Importantly, our previous studies directly show that MitoTracker (a fluorescent mitochondrial vital dye) can be used, together with flow cytometry, to purify CSCs from heterogeneous populations of cancer cells [12,13]. Importantly, the “Mito-high” cells showed the greatest functional capacity for i) anchorage-independent growth and ii) tumor-initiating activity in vivo [12-14]. Quantitatively similar results were also obtained with other mitochondrial probes (for detecting ROS and H2O2) and/or NAD(P)H auto-fluorescence, all surrogate markers of increased mitochondrial respiratory activity [14].

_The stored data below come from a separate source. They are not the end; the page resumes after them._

PR #69, opened 2019-07-09
Use correct signature algorithm in create session response

helmut-jacob:
Previously this was hardcoded to sha1. Fix this by introducing a
new URI field in the SecurityPolicy classes carrying the correct
URIs.

This fixes complaints by some UA clients that match requested
security profiles against the server response and warn the user.


oroulet:
I did not see that you also opened a PR here.. I cherry.picked already from ptyhon-.opcua. Thanks anyway!

PR #75, opened 2019-07-25
Fix for #74 - make InternalSession.add_method_callback sync.

### LINKED ISSUE #74: Missing await in server.link_method
I get `RuntimeWarning: coroutine 'InternalSession.add_method_callback' was never awaited` message when using the link_method() function of server.py
This works for me:

async def link_method(self, node, callback):
        """
        Link a python function to a UA method in the address space; required when a UA method has been imported
        to the address space via XML; the python executable must be linked manually
        :param node: UA method node
        :param callback: python function that the UA method will call
        """
        await self.iserver.isession.add_method_callback(node.nodeid, callback)

cbergmiller:
fixes #74

### DIFF
--- a/asyncua/common/manage_nodes.py
+++ b/asyncua/common/manage_nodes.py
@@ -371,7 +371,7 @@ async def _create_method(parent, nodeid, qname, callback, inputs, outputs):
             datatype=ua.ObjectIds.Argument
         )
     if hasattr(parent.server, "add_method_callback"):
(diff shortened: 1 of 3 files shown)


cbergmiller:
Another Solution would be to make `InternalSession.add_method_callback` synchronous. I doesn't have to be async as far as i can see.

oroulet:
yes add_method_callback jusrt write an internal attrtibut so it should not be async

In support of these functional studies, we have also shown that FDA-approved antibiotics can be used to effectively target mitochondria in CSCs [15-21]. Because mitochondria evolved from aerobic bacteria, over a period >1.5 billion years, certain types of antibiotics functionally inhibit mitochondrial biogenesis, as a manageable side-effect. In this context, tetracycline antibiotics, such as Doxycycline, appeared to be the most promising. For example, Doxcycline effectively eradicates CSCs in 12 different cell lines, representing 8 different cancer types, as well as in primary tissue samples derived from patients with advanced metastatic disease (collected from pleural effusions or ascites fluid) [15,16].

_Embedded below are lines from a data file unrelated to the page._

Issue #79, opened 2019-08-27
Memory increases monotonically from repetitive client connects and disconnects.


dannmartens:
We've observed process memory ballooning to several GBs over time, starting from an initial 80 MB, running an asyncio OPC UA server.

The process is very active doing other things as well, but as long as no OPC UA clients connect, memory stays constant. 

A burn-in test app was created to perform a continuous connect, write value, disconnect cycle and we can observe the memory footprint increasing slowly. 

I ran mem_top against the server with the following results:
`refs:
18566   <class 'dict'> {1: PublishResult(SubscriptionId:78, AvailableSequenceNumbers:[1], MoreNotifications:False, Notifica
10602   <class 'dict'> {'__module__': 'asyncua.ua.object_ids', 'Null': 0, 'Boolean': 1, 'SByte': 2, 'Byte': 3, 'Int16': 4,
9282    <class 'list'> [1, 2, 3, 4, 5, 6, 7, 8, 9, 10, 11, 12, 13, 14, 15, 16, 17, 18, 19, 20, 21, 22, 23, 24, 25, 26, 27,
9281    <class 'list'> [1, 2, 3, 4, 5, 6, 7, 8, 9, 10, 11, 12, 13, 14, 15, 16, 17, 18, 19, 20, 21, 22, 23, 24, 25, 26, 27,
9280    <class 'list'> [1, 2, 3, 4, 5, 6, 7, 8, 9, 10, 11, 12, 13, 14, 15, 16, 17, 18, 19, 20, 21, 22, 23, 24, 25, 26, 27,
9279    <class 'list'> [1, 2, 3, 4, 5, 6, 7, 8, 9, 10, 11, 12, 13, 14, 15, 16, 17, 18, 19, 20, 21, 22, 23, 24, 25, 26, 27,
9278    <class 'list'> [1, 2, 3, 4, 5, 6, 7, 8, 9, 10, 11, 12, 13, 14, 15, 16, 17, 18, 19, 20, 21, 22, 23, 24, 25, 26, 27,
9277    <class 'list'> [1, 2, 3, 4, 5, 6, 7, 8, 9, 10, 11, 12, 13, 14, 15, 16, 17, 18, 19, 20, 21, 22, 23, 24, 25, 26, 27,
[...]

PR #80, opened 2019-08-27
Fix #71 (missing publish call in internal server subscriptions)

### LINKED ISSUE #71: Datachange not acknowledged in History
Hello,

I try to test history function and I use `server-datavalue-history.py` from #63 . I see in log information that the datachange notifications are never acknowledged: see attached file: 
[log.txt](https://github.com/FreeOpcUa/opcua-asyncio/files/3397317/log.txt)

We see that `AvailableSequenceNumbers` list is growing up indefinitely with opcua-asyncio  whereas a publish request with acks is generated with python-opcua

Have you an idea about this issue ?

N.B: I run server example without connected client.

cbergmiller:
On internal server subscriptions `InternalSubscription._not_acknowledged_results` kept growing onexternal data changes. This was a bug that was introduced in the #45 Subscription refactoring.

### DIFF
--- a/asyncua/server/internal_session.py
+++ b/asyncua/server/internal_session.py
@@ -118,8 +118,8 @@ class InternalSession:
         """COROUTINE"""
         return self.iserver.method_service.call(params)
 
-    async def create_subscription(self, params, callback=None):
-        result = await self.subscription_service.create_subscription(params, callback)
+    async def create_subscription(self, params, callback=None, is_for_client=False):
+        result = await self.subscription_service.create_subscription(params, callback, is_for_client)
         self.subscriptions.append(result.SubscriptionId)
         return result
 
--- a/asyncua/server/internal_session.py
+++ b/asyncua/server/internal_session.py
@@ -118,8 +118,8 @@ class InternalSession:
         """COROUTINE"""
         return self.iserver.method_service.call(params)
 
-    async def create_subscription(self, params, callback=None, is_for_client=False):
-        result = await self.subscription_service.create_subscription(params, callback, is_for_client)
+    async def create_subscription(self, params, callback=None):
+        result = await self.subscription_service.create_subscription(params, callback, external=self.external)
         self.subscriptions.append(result.SubscriptionId)
         return result
 
--- a/asyncua/server/internal_subscription.py
+++ b/asyncua/server/internal_subscription.py
@@ -17,7 +17,7 @@ class InternalSubscription:
     """
 
     def __init__(self, loop: asyncio.AbstractEventLoop, data: ua.CreateSubscriptionResult, aspace: AddressSpace,
-                 callback=None):
+                 callback=None, is_for_client=False):
         self.logger = logging.getLogger(__name__)
         self.loop: asyncio.AbstractEventLoop = loop
         self.data: ua.CreateSubscriptionResult = data
@@ -32,6 +32,7 @@ class InternalSubscription:
         self._keep_alive_count = 0
         self._publish_cycles_count = 0
         self._task = None
+        self._is_for_client = is_for_client
 
     def __str__(self):
         return f"Subscription(id:{self.data.SubscriptionId})"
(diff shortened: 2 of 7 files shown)


cbergmiller:
This is a fix for #71 and possibly #79

asyncua/server/internal_subscription.py
```diff
@@ -97,6 +97,7 @@ def publish_results(self):
         if result is not None:
             self.logger.info('publish_results for %s', self.data.SubscriptionId)
             self.pub_result_callback(result)
+            self.publish([result.NotificationMessage.SequenceNumber])
```
oroulet: Is that code only call when subscription is server side? If it is called from client too then we will receive dobble publish....

cbergmiller: It _should_ be the same way it used to be before #45.
`InternalSubscription.publish` does not do much:
```python
def publish(self, acks: Iterable[int]):
        """
        Reset publish cycle count, acknowledge PublishResults.
        :param acks: Sequence number of the PublishResults to acknowledge
        """
        self.logger.info("publish request with acks %s", acks)
        self._publish_cycles_count = 0
        for nb in acks:
            self._not_acknowledged_results.pop(nb, None)
```
The `pop` already had the `None` default argument - in case the result was already acked.
I will check the client subscription too. If possible i will add a test case to prevent regression bugs in the future.

cbergmiller:
I removed the `publish` call from the `InternalSubscription.publish_results` again since it would break the ack logic of the PublishResults that are sent from Servers to Clients.
I did not want to go back to sending Publish Acks in `Subscription.publish_callback`. Instead i added a flag to `InternalSubscription` that is only set if the Subscription was created for a Client on the Server.
If the Subscription is internal to the Server the Publish Results are now no longer stored for republishing.

asyncua/server/internal_session.py
```diff
@@ -118,8 +118,8 @@ def call(self, params):
         """COROUTINE"""
         return self.iserver.method_service.call(params)
 
-    async def create_subscription(self, params, callback=None):
-        result = await self.subscription_service.create_subscription(params, callback)
+    async def create_subscription(self, params, callback=None, is_for_client=False):
+        result = await self.subscription_service.create_subscription(params, callback, is_for_client)
```
oroulet: in fact the InternalSession object already has a `self.external` property which contains that information

asyncua/server/internal_subscription.py
```diff
@@ -92,10 +93,14 @@ def publish_results(self):
...
         result = None
         if self.has_published_results():
-            self._publish_cycles_count += 1
+            if self._is_for_client:
+                self._publish_cycles_count += 1
             result = self._pop_publish_result()
         if result is not None:
             self.logger.info('publish_results for %s', self.data.SubscriptionId)
+            # The callback can be:
+            #    Subscription.publish_callback -> server internal subscription
```
oroulet: Subscription is also used on client side. So you need to document that Subscription.publish_callback is used for server side internal subcriptions AND client side

oroulet: OK wrong comment. This was a differnt file..

asyncua/server/internal_session.py
cbergmiller: Oops, thanks i will look into that!

asyncua/server/internal_subscription.py
```diff
@@ -17,7 +17,7 @@ class InternalSubscription:
     """
 
     def __init__(self, loop: asyncio.AbstractEventLoop, data: ua.CreateSubscriptionResult, aspace: AddressSpace,
-                 callback=None):
+                 callback=None, is_for_client=False):
```
oroulet: instead of calling that parameter is_for_client. it is probably better to explicitly state what is changes: no_acks or do_not_expect_acks

asyncua/server/internal_subscription.py
```diff
@@ -92,10 +93,14 @@ def publish_results(self):
...
-            self._publish_cycles_count += 1
+            if self._is_for_client:
+                self._publish_cycles_count += 1
             result = self._pop_publish_result()
         if result is not None:
             self.logger.info('publish_results for %s', self.data.SubscriptionId)
+            # The callback can be:
+            #    Subscription.publish_callback -> server internal subscription
+            #    UaProcessor.forward_publish_response -> client subscription
             self.pub_result_callback(result)
```
oroulet: you could call self.publish(result.Acknowledgements) here instead of disabling sending them. Not sure what is best....

cbergmiller: I think this would break the ability to republish not acknowledged results (if so requested by the client). For server internal subscriptions the acknowledgement (and republishing) is not needed and can be disabled (?). I will try to do more testing to be sure.

oroulet: yes should be fine to disable it for internal session

oroulet:
We can merge, can't we?

@dannmartens Could you try that branch and tell us if it changes anything?

dannmartens:
@oroulet I will try it out!

dannmartens:
@oroulet I am going to use the branch 'fix_71' and deploy again, so the test server can run over the week-end.

dannmartens:
Okay, the burn-in test server has been up for more than 48 hours now, receiving writes from a subscribed client without any significant change in the memory consumption. There is just a normal small undulation of allocation and garbage collection, order of magnitude 1 MB to 10 MB.

👌

oroulet:
so maybe that was the only memeroy leak :tada:

PR #89, opened 2019-10-04
remove unnecessary production dependency into tests requirement

memetb:
As per title. Production systems shouldn't need to have `pytest-runner` installed.

(Note: possibly a duplicated effort as branch `asyncua` has a different setup.py file which does not contain this problem)


oroulet:
thanks. it was obvioulsy a little more complicated than initially thought ;-)

PR #90, opened 2019-10-11
Allow Asynchronous Method Calls

chrisjbremner:
I occasionally run methods from my server that involve some I/O or other logic that doesn't execute relatively quickly, and therefore the server will block on these methods for a while if they are called synchronously. I have got around this in the past by running these methods in a thread and then emitting an event when it completes, but I thought it would make sense to implement the ability to run `async` methods directly. My goal is best demonstrated by example:

```python
@uamethod
async def func1(parent, value):
    _logger.info(f"Starting async sleep for {value} seconds")
    await asyncio.sleep(value)
    _logger.info("Ending async sleep")

@uamethod
def func2(parent, value):
    _logger.info(f"Starting sync sleep for {value} seconds")
    time.sleep(value)
    _logger.info("Ending sync sleep")
```

Before, only `func1` was possible, as you couldn't call coroutines from `MethodService.call`. In this PR, I added some logic into the `MethodService.call` method that determines if the method is a coroutine or not, and if it is, it will `await` it.

I created a small script with these functions as well as a variable that increments in the background every 1 sec. From this script's output you can see that the `async` method does not block, whereas the synchronous method does (thus preventing the variable from incrementing):

```
2019-10-11 15:48:43.648 INFO     call request
2019-10-11 15:48:43.649 INFO     Calling: CallMethodRequest(ObjectId:TwoByteNodeId(i=85), MethodId:StringNodeId(ns=2;s=ServerMethod), InputArguments:[Variant(val:3,type:VariantType.Int64)])
2019-10-11 15:48:43.650 INFO     Starting async sleep for 3 seconds
2019-10-11 15:48:43.698 INFO     Set value of Node(NumericNodeId(ns=2;i=2)) to 0.7
2019-10-11 15:48:44.699 INFO     Set value of Node(NumericNodeId(ns=2;i=2)) to 0.8
2019-10-11 15:48:45.702 INFO     Set value of Node(NumericNodeId(ns=2;i=2)) to 0.9
2019-10-11 15:48:46.657 INFO     Ending async sleep
2019-10-11 15:48:46.705 INFO     Set value of Node(NumericNodeId(ns=2;i=2)) to 1.0
2019-10-11 15:48:47.700 INFO     Set value of Node(NumericNodeId(ns=2;i=2)) to 1.1
2019-10-11 15:48:48.701 INFO     Set value of Node(NumericNodeId(ns=2;i=2)) to 1.2
2019-10-11 15:48:49.702 INFO     Set value of Node(NumericNodeId(ns=2;i=2)) to 1.3
2019-10-11 15:48:50.695 INFO     Set value of Node(NumericNodeId(ns=2;i=2)) to 1.4
2019-10-11 15:48:51.497 INFO     call request
2019-10-11 15:48:51.498 INFO     Calling: CallMethodRequest(ObjectId:TwoByteNodeId(i=85), MethodId:StringNodeId(ns=2;s=ServerMethod2), InputArguments:[Variant(val:3,type:VariantType.Int64)])
2019-10-11 15:48:51.499 INFO     Starting sync sleep for 3 seconds
2019-10-11 15:48:54.500 INFO     Ending sync sleep
2019-10-11 15:48:54.509 INFO     Set value of Node(NumericNodeId(ns=2;i=2)) to 1.5
2019-10-11 15:48:55.510 INFO     Set value of Node(NumericNodeId(ns=2;i=2)) to 1.6
```

I have modified this logic such that it works regardless of whether you choose to use the `uamethod` decorator or not.

While testing this, I also found that `server-methods.py` did not get ported over to this from `python-opcua`, so I updated it and added examples of `async` methods

### DIFF
--- a/asyncua/common/methods.py
+++ b/asyncua/common/methods.py
@@ -86,7 +86,7 @@ def uamethod(func):
 
 def _format_call_inputs(parent, *args):
         if isinstance(parent, ua.NodeId):
-        return (parent, *[arg.Value for arg in args])
+            return (parent, *[arg.Value for arg in args])
         else:
             self = parent
             parent = args[0]
--- a/asyncua/common/methods.py
+++ b/asyncua/common/methods.py
@@ -2,6 +2,8 @@
 High level method related functions
 """
 
+from asyncio import iscoroutinefunction
+
 from asyncua import ua
 
 
@@ -67,14 +69,32 @@ def uamethod(func):
     Method decorator to automatically convert
     arguments and output to and from variants
     """
-    def wrapper(parent, *args):
+
+    if iscoroutinefunction(func):
+        async def wrapper(parent, *args):
+            func_args = _format_call_inputs(parent, *args)
+            result = await func(*func_args)
+            return _format_call_outputs(result)
+
+    else:
+        def wrapper(parent, *args):
+            func_args = _format_call_inputs(parent, *args)
+            result = func(*func_args)
+            return _format_call_outputs(result)
+    return wrapper
+
+
+def _format_call_inputs(parent, *args):
         if isinstance(parent, ua.NodeId):
-            result = func(parent, *[arg.Value for arg in args])
+        return (parent, *[arg.Value for arg in args])
         else:
             self = parent
             parent = args[0]
             args = args[1:]
-            result = func(self, parent, *[arg.Value for arg in args])
+        return (self, parent, *[arg.Value for arg in args])
+
+
+def _format_call_outputs(result):
         if result is None:
             return []
         elif isinstance(result, ua.CallMethodResult):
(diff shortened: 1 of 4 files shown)


oroulet:
There is already a similar PR. We need to merge them

oroulet:
@chrisjbremner this looks very good! but there is obviously a typo somewhere. Look at test results: https://travis-ci.org/FreeOpcUa/opcua-asyncio/jobs/596824986
Can you fix it and I will merge asap

chrisjbremner:
Fixed! Looks like I messed something up with my IDE's GitHub integration.

I like some of the logging you have in your PR surrounding these methods. Is the idea that you would merge this now and then incorporate the changes in your PR after? Or should I include those log statements into my PR?

oroulet:
I am merging your stuff first. My PR has some random locking. I need to reduce it as much as I can and then try to debug it..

Interestingly, these functional observations could mechanistically explain the high prognostic value of mitochondrial markers in predicting progression and survival in gastric cancer patients. Patients with high levels of mitochondrial markers may have increased levels of CSCs (Figure 9). As a result, these mitochondrial biomarkers could also be used as companion diagnostics, to identify which gastric cancer patients would benefit most from anti-cancer therapy with Doxycycline (or perhaps with other inhibitors of mitochondrial biogenesis and/or drugs metabolically targeting respiratory function, such as Metformin).

METHOD OF ANALYSIS

Kaplan-Meier (K-M) Analyses. To perform K-M analysis on nuclear mitochondrial gene transcripts, we used an open-access, online survival, data analysis tool to interrogate publically available microarray data from up to 1,065 gastric cancer patients [10]. This allowed us to determine their overall prognostic value. For this purpose, we primarily analyzed 5-year follow-up data from gastric cancer patients (N = 359). Biased array data were excluded from the analysis. This allowed us to identify ∼75 nuclear mitochondrial gene probes, with significant prognostic value. Hazard-ratios for time to first progression (FP) and overall survival (OS) were calculated, at the best auto-selected cut-off, and p-values were calculated using the logrank test and plotted in R. K-M curves were also generated online using the K-M-plotter (as high-resolution TIFF files) [10], using univariate analysis:

http://kmplot.com/analysis/index.php?p=service&cancer=gastric

This allowed us to directly perform in silico validation of these mitochondrial biomarker candidates.